■ Entries shown:
········

PR #61, opened 2024-06-04
Add latency to mixpanel

voldemortman:


benyael15 (changes requested):
this should go to agent-video: start event as `upstreamLatency`

voldemortman:
Changes aren't needed in agents-sdk in order to get upstream latency and template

········

■ Task instructions:
Each entry needs to be written out again, exactly as given.

■ Response box:
PR #61, opened 2024-06-04
Add latency to mixpanel

voldemortman:


benyael15 (changes requested):
this should go to agent-video: start event as `upstreamLatency`

voldemortman:
Changes aren't needed in agents-sdk in order to get upstream latency and template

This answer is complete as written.